Thirteen years ago we met a German couple who sold antiques at a bazaar in Heidelberg. Charming Elias, who was three and a half at the time, initiated our friendship by announcing to Agnes, "My Daddy is deployed. Tomorrow he comes home for one day. It is my Mommy's birthday. Would you like a graham cracker?" Agnes accepted a soggy graham cracker, then reached for a painted shingle from amidst her wares which read, "Gruss Gott" (Go With God). She placed it into my hands and said, "Happy Birthday!" I choked back tears at her kindness, and stepped into the joy of a precious new friendship.
A year later, after countless cups of coffee together, and the purchases of a houseful of lovely antique furniture, we traveled to Agnes' and Manfred's home. Theirs was a transformed farmhouse, drenched in light from expansive windows held in place by huge dark beams and white stucco walls. Lush yellow bouquets of tulips spoke of the bounty of Spring, as did the dining room table, laden with fresh bread, cheese, fruit and bubbly mimosa. Agnes' elegant setting invited Dennis, me and our three children to enjoy hospitality; but the purpose of our visit was Manfred's gift to me. My whole life I had dreamed of painting, this quiet desire lept into words one day while gazing at Manfred's exquisite artwork. You see, as a young man, Manfred painted the ceilings of chapels throughout Europe. His fresh, modern watercolors spoke of a depth and richness whose source one could only discover in time, as this humble
man revealed very little.

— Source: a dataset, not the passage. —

Issue #1613, opened 2022-07-20
Global recovery option


matt9mg:
### Is your feature request related to a problem? Please describe.

There are situations where the app may work running wails dev but once compiled the app may crash for whatever reason maybe someone forgot to embed a file system or something else.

His work inspired the heart.
So while Agnes and Dennis cared for the children, Manfred and I embarked on a nine hour painting adventure, in the studio, which they had built to resemble a chapel. Manfred's first words to me were these, "In painting one must paint perhaps nine ugly paintings to get to the tenth one that has beauty." Oh the joy of that day! As the sun's rays began to fade, Manfred laid out every painting I'd attempted. Yes, many were ugly indeed, and a few I liked, but there was one I thought was lovely, or at least almost-lovely. The Master stood over the one picture without a hint of judgment on his kind face. "May I?", he asked as he held up a few pastel crayons and a spray bottle. Manfred quickly added a few hard lines and smudges to my painting, then sprayed the paper, drenching it with water. My idea of beauty disappeared into fluid pools of color. I abandoned my fear, trusting the gifted artist to my simple offering of the best of my ability. Thirty minutes later, with fresh coffee and biscotti in our bellies, we entered the beloved studio again. My picture lay before us, completely transformed, and beautiful. Manfred beamed, "Now, you must sign it!" "No," I replied,"It is you who must sign it for us. It was nothing without you."
This painting still hangs in our living room with the signature, "G & M" at the bottom. Yes, Grace and Manfred, but it also represents, Grace and the Master. Daily I am sorted, so many layers of ugly, but that which I surrender to the Lord is transformed and He makes all things beautiful.